LIGHTWEIGHT HIGH-EFFICIENCY ENERGY-STORAGE TRANSFORMERS

Lightweight high-efficiency energy-storage transformers require stiff external structures. The conductors used to minimize resistive losses have an inherently low modulus of elasticity and are therefore useless as a structure. This generalization includes new "hyperconductors" such as high-purity aluminum in an aluminum-iron-cerium matrix. Although the aluminum material has high yield strength, the useful strength is limited by the strain induced in the pure aluminum filaments during magnetic loading. To maintain low resistivity at 20 K (boiling hydrogen), filament strain must not exceed 0.2% All aluminum alloys at all temperatures have essentially the same elastic modulus, 70 GPa.

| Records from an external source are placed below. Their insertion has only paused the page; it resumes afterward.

PR #1248, opened 2022-01-24
Fix: support mixed array types in `NumpyLike.to_rectilinear`

### LINKED ISSUE #1247: `NumpyLike.to_rectilinear` fails for NumPy arrays
### Version of Awkward Array

1.8.3rc0

This bug is most easily triggered when invoking a NumPy function with a rectilinear Awkward argument and NumPy rectilinear argument, e.g. `np.isin`:
```pycon
>>> reference = np.r_[1,2,3,4]
>>> test = ak.Array([1,2,9,0])
>>> np.isin(test, reference)
```

which gives the following traceback:

```pytb
  File "<__array_function__ internals>", line 5, in isin
  File "/home/angus/Git/awkward-1.0/awkward/highlevel.py", line 1440, in __array_function__
    return ak._connect._numpy.array_function(func, types, args, kwargs)
  File "/home/angus/Git/awkward-1.0/awkward/_connect/_numpy.py", line 40, in array_function
    args = tuple(_to_rectilinear(x) for x in args)
  File "/home/angus/Git/awkward-1.0/awkward/_connect/_numpy.py", line 40, in <genexpr>
    args = tuple(_to_rectilinear(x) for x in args)
  File "/home/angus/Git/awkward-1.0/awkward/_connect/_numpy.py", line 32, in _to_rectilinear
    return nplike.to_rectilinear(arg, allow_missing=False)
  File "/home/angus/Git/awkward-1.0/awkward/nplike.py", line 422, in to_rectilinear
    return [self.to_rectilinear(x, *args, **kwargs) for x in array]
  File "/home/angus/Git/awkward-1.0/awkward/nplike.py", line 422, in <listcomp>
    return [self.to_rectilinear(x, *args, **kwargs) for x in array]
  File "/home/angus/Git/awkward-1.0/awkward/nplike.py", line 425, in to_rectilinear
    raise TypeError("to_rectilinear argument must be iterable")
TypeError: to_rectilinear argument must be iterable
```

The useful strength is thus limited to 140 MPa. Self-supporting transformers or inductors operating at this stress store only about 15 kJ/kg. Improving the specific energy requires adding a lightweight stiff structure. Boron or graphite might be used to make such a structure. We estimate that transformers or inductors can store energy at 50 to 100 kJ/kg using a boron structure and hyperconducting windings. In this paper we describe the scaling relationships for energy-storage transformers and how external structures improve specific energy. We compare transformer mass and efficiency to several transformer designs, each storing 5 MJ and 1 MA.